Exercise directions =
Go through the material and pull out every line with the string "opened" in it.

(Data records begins)

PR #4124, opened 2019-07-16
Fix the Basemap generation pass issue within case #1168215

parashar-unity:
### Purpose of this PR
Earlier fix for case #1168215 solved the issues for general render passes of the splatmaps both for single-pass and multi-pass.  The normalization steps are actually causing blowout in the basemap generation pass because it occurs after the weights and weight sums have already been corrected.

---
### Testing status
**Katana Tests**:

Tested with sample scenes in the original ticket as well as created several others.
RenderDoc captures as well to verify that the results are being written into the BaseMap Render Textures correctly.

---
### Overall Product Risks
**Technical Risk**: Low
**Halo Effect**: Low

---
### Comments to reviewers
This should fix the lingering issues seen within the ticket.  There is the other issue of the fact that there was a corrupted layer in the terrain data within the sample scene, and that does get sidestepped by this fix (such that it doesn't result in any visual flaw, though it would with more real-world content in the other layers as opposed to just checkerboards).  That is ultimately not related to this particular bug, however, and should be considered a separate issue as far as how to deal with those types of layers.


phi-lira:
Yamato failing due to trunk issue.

(Data records ends)
(Data records begins)

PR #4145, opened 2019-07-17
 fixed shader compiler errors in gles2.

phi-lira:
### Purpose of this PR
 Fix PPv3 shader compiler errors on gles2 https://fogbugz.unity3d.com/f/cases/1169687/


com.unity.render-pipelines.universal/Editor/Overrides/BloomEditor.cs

(Data records ends)

Exercise output =
PR #4124, opened 2019-07-16
PR #4145, opened 2019-07-17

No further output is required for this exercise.